Description of the task: Return each record exactly as it appears, so that nothing is dropped or altered.

Data records:
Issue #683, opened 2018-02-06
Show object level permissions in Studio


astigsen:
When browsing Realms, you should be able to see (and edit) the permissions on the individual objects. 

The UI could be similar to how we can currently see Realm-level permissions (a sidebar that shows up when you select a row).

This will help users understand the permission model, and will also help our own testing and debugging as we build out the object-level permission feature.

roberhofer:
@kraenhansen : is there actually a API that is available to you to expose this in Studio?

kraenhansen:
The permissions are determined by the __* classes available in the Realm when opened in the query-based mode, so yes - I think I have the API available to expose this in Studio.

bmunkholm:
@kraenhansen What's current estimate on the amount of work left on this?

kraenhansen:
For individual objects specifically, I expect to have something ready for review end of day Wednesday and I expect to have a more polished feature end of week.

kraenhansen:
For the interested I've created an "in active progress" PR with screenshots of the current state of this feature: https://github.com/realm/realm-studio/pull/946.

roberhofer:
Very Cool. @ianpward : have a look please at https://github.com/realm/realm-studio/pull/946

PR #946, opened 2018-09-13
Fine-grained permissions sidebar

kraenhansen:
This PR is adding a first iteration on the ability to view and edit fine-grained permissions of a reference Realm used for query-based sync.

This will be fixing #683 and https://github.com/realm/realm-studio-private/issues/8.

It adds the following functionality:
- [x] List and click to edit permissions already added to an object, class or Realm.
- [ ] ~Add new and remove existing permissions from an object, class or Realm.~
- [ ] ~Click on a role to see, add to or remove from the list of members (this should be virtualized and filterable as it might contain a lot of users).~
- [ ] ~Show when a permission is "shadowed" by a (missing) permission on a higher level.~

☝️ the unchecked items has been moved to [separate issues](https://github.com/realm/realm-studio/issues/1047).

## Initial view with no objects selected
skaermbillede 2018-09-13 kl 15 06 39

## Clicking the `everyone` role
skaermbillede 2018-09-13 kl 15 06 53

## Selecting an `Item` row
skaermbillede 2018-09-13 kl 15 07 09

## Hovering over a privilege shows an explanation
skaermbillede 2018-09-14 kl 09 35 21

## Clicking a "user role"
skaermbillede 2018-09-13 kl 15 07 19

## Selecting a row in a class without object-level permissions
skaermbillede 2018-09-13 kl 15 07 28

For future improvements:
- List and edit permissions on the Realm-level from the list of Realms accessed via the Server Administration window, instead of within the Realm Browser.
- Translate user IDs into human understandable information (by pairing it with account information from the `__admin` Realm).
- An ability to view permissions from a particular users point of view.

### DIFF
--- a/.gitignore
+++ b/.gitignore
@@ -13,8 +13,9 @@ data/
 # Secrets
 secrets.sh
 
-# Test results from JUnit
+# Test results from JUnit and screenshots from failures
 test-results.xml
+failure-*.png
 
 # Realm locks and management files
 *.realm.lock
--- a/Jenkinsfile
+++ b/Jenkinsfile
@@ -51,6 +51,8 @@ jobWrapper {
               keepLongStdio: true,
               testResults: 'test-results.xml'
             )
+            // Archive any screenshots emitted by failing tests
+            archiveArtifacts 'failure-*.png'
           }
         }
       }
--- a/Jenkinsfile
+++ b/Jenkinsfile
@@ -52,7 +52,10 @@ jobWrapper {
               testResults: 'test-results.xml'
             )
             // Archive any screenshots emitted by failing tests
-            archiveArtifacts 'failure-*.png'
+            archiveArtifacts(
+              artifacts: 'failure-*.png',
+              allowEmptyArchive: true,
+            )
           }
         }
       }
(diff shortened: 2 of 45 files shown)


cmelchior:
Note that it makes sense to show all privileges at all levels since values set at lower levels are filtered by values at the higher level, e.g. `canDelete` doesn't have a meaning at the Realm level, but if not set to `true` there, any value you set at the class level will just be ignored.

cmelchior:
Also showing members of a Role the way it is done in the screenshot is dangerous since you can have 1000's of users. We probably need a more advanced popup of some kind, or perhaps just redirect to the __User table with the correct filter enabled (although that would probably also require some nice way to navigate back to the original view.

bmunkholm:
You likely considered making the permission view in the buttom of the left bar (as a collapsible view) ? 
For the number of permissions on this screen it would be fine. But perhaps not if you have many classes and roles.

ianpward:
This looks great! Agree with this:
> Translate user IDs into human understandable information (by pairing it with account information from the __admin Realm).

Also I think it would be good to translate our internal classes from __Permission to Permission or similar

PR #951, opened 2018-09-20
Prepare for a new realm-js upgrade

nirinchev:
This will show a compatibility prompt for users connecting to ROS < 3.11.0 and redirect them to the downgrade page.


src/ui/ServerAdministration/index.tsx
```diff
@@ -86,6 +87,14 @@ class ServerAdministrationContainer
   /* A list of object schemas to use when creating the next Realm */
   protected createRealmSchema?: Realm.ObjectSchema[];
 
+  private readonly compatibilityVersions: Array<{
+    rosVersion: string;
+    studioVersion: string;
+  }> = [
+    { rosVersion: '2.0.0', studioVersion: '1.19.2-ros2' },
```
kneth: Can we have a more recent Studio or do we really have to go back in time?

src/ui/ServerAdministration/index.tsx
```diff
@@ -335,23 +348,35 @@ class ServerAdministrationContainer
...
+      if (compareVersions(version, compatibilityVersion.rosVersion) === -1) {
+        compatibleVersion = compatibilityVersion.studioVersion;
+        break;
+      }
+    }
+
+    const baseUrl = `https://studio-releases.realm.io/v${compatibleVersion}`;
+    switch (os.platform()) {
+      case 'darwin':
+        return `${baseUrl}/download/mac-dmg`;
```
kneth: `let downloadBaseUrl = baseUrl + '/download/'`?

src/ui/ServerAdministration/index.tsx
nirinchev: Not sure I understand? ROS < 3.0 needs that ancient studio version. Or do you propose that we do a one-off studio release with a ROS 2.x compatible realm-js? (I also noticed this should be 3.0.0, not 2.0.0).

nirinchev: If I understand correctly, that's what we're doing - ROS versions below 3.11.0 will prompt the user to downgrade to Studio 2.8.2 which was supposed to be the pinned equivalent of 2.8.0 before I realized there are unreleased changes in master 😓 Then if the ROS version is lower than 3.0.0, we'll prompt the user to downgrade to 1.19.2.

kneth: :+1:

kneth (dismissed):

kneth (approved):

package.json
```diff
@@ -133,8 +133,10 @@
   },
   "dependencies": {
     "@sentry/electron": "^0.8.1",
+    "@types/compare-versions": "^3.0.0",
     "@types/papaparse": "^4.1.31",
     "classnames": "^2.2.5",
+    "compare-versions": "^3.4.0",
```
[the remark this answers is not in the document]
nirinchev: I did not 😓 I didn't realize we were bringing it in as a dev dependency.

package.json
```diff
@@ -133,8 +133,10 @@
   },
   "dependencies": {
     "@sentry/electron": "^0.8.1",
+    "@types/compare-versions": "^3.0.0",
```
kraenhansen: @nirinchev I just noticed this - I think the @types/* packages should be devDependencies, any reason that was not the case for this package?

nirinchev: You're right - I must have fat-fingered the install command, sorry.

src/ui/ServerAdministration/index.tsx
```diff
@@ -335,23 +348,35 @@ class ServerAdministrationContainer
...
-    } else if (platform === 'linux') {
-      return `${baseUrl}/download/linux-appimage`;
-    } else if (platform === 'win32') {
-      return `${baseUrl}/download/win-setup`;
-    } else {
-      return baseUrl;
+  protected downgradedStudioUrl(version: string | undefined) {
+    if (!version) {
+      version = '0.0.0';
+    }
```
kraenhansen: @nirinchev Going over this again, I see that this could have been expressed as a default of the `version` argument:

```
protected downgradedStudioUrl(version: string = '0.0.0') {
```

Expected answer:
Issue #683, opened 2018-02-06
Show object level permissions in Studio


astigsen:
When browsing Realms, you should be able to see (and edit) the permissions on the individual objects. 

The UI could be similar to how we can currently see Realm-level permissions (a sidebar that shows up when you select a row).

This will help users understand the permission model, and will also help our own testing and debugging as we build out the object-level permission feature.

roberhofer:
@kraenhansen : is there actually a API that is available to you to expose this in Studio?

kraenhansen:
The permissions are determined by the __* classes available in the Realm when opened in the query-based mode, so yes - I think I have the API available to expose this in Studio.

bmunkholm:
@kraenhansen What's current estimate on the amount of work left on this?

kraenhansen:
For individual objects specifically, I expect to have something ready for review end of day Wednesday and I expect to have a more polished feature end of week.

kraenhansen:
For the interested I've created an "in active progress" PR with screenshots of the current state of this feature: https://github.com/realm/realm-studio/pull/946.

roberhofer:
Very Cool. @ianpward : have a look please at https://github.com/realm/realm-studio/pull/946

PR #946, opened 2018-09-13
Fine-grained permissions sidebar

kraenhansen:
This PR is adding a first iteration on the ability to view and edit fine-grained permissions of a reference Realm used for query-based sync.

This will be fixing #683 and https://github.com/realm/realm-studio-private/issues/8.

It adds the following functionality:
- [x] List and click to edit permissions already added to an object, class or Realm.
- [ ] ~Add new and remove existing permissions from an object, class or Realm.~
- [ ] ~Click on a role to see, add to or remove from the list of members (this should be virtualized and filterable as it might contain a lot of users).~
- [ ] ~Show when a permission is "shadowed" by a (missing) permission on a higher level.~

☝️ the unchecked items has been moved to [separate issues](https://github.com/realm/realm-studio/issues/1047).

## Initial view with no objects selected
skaermbillede 2018-09-13 kl 15 06 39

## Clicking the `everyone` role
skaermbillede 2018-09-13 kl 15 06 53

## Selecting an `Item` row
skaermbillede 2018-09-13 kl 15 07 09

## Hovering over a privilege shows an explanation
skaermbillede 2018-09-14 kl 09 35 21

## Clicking a "user role"
skaermbillede 2018-09-13 kl 15 07 19

## Selecting a row in a class without object-level permissions
skaermbillede 2018-09-13 kl 15 07 28

For future improvements:
- List and edit permissions on the Realm-level from the list of Realms accessed via the Server Administration window, instead of within the Realm Browser.
- Translate user IDs into human understandable information (by pairing it with account information from the `__admin` Realm).
- An ability to view permissions from a particular users point of view.

### DIFF
--- a/.gitignore
+++ b/.gitignore
@@ -13,8 +13,9 @@ data/
 # Secrets
 secrets.sh
 
-# Test results from JUnit
+# Test results from JUnit and screenshots from failures
 test-results.xml
+failure-*.png
 
 # Realm locks and management files
 *.realm.lock
--- a/Jenkinsfile
+++ b/Jenkinsfile
@@ -51,6 +51,8 @@ jobWrapper {
               keepLongStdio: true,
               testResults: 'test-results.xml'
             )
+            // Archive any screenshots emitted by failing tests
+            archiveArtifacts 'failure-*.png'
           }
         }
       }
--- a/Jenkinsfile
+++ b/Jenkinsfile
@@ -52,7 +52,10 @@ jobWrapper {
               testResults: 'test-results.xml'
             )
             // Archive any screenshots emitted by failing tests
-            archiveArtifacts 'failure-*.png'
+            archiveArtifacts(
+              artifacts: 'failure-*.png',
+              allowEmptyArchive: true,
+            )
           }
         }
       }
(diff shortened: 2 of 45 files shown)


cmelchior:
Note that it makes sense to show all privileges at all levels since values set at lower levels are filtered by values at the higher level, e.g. `canDelete` doesn't have a meaning at the Realm level, but if not set to `true` there, any value you set at the class level will just be ignored.

cmelchior:
Also showing members of a Role the way it is done in the screenshot is dangerous since you can have 1000's of users. We probably need a more advanced popup of some kind, or perhaps just redirect to the __User table with the correct filter enabled (although that would probably also require some nice way to navigate back to the original view.

bmunkholm:
You likely considered making the permission view in the buttom of the left bar (as a collapsible view) ? 
For the number of permissions on this screen it would be fine. But perhaps not if you have many classes and roles.

ianpward:
This looks great! Agree with this:
> Translate user IDs into human understandable information (by pairing it with account information from the __admin Realm).

Also I think it would be good to translate our internal classes from __Permission to Permission or similar

PR #951, opened 2018-09-20
Prepare for a new realm-js upgrade

nirinchev:
This will show a compatibility prompt for users connecting to ROS < 3.11.0 and redirect them to the downgrade page.


src/ui/ServerAdministration/index.tsx
```diff
@@ -86,6 +87,14 @@ class ServerAdministrationContainer
   /* A list of object schemas to use when creating the next Realm */
   protected createRealmSchema?: Realm.ObjectSchema[];
 
+  private readonly compatibilityVersions: Array<{
+    rosVersion: string;
+    studioVersion: string;
+  }> = [
+    { rosVersion: '2.0.0', studioVersion: '1.19.2-ros2' },
```
kneth: Can we have a more recent Studio or do we really have to go back in time?

src/ui/ServerAdministration/index.tsx
```diff
@@ -335,23 +348,35 @@ class ServerAdministrationContainer
...
+      if (compareVersions(version, compatibilityVersion.rosVersion) === -1) {
+        compatibleVersion = compatibilityVersion.studioVersion;
+        break;
+      }
+    }
+
+    const baseUrl = `https://studio-releases.realm.io/v${compatibleVersion}`;
+    switch (os.platform()) {
+      case 'darwin':
+        return `${baseUrl}/download/mac-dmg`;
```
kneth: `let downloadBaseUrl = baseUrl + '/download/'`?

src/ui/ServerAdministration/index.tsx
nirinchev: Not sure I understand? ROS < 3.0 needs that ancient studio version. Or do you propose that we do a one-off studio release with a ROS 2.x compatible realm-js? (I also noticed this should be 3.0.0, not 2.0.0).

nirinchev: If I understand correctly, that's what we're doing - ROS versions below 3.11.0 will prompt the user to downgrade to Studio 2.8.2 which was supposed to be the pinned equivalent of 2.8.0 before I realized there are unreleased changes in master 😓 Then if the ROS version is lower than 3.0.0, we'll prompt the user to downgrade to 1.19.2.

kneth: :+1:

kneth (dismissed):

kneth (approved):

package.json
```diff
@@ -133,8 +133,10 @@
   },
   "dependencies": {
     "@sentry/electron": "^0.8.1",
+    "@types/compare-versions": "^3.0.0",
     "@types/papaparse": "^4.1.31",
     "classnames": "^2.2.5",
+    "compare-versions": "^3.4.0",
```
[the remark this answers is not in the document]
nirinchev: I did not 😓 I didn't realize we were bringing it in as a dev dependency.

package.json
```diff
@@ -133,8 +133,10 @@
   },
   "dependencies": {
     "@sentry/electron": "^0.8.1",
+    "@types/compare-versions": "^3.0.0",
```
kraenhansen: @nirinchev I just noticed this - I think the @types/* packages should be devDependencies, any reason that was not the case for this package?

nirinchev: You're right - I must have fat-fingered the install command, sorry.

src/ui/ServerAdministration/index.tsx
```diff
@@ -335,23 +348,35 @@ class ServerAdministrationContainer
...
-    } else if (platform === 'linux') {
-      return `${baseUrl}/download/linux-appimage`;
-    } else if (platform === 'win32') {
-      return `${baseUrl}/download/win-setup`;
-    } else {
-      return baseUrl;
+  protected downgradedStudioUrl(version: string | undefined) {
+    if (!version) {
+      version = '0.0.0';
+    }
```
kraenhansen: @nirinchev Going over this again, I see that this could have been expressed as a default of the `version` argument:

```
protected downgradedStudioUrl(version: string = '0.0.0') {
```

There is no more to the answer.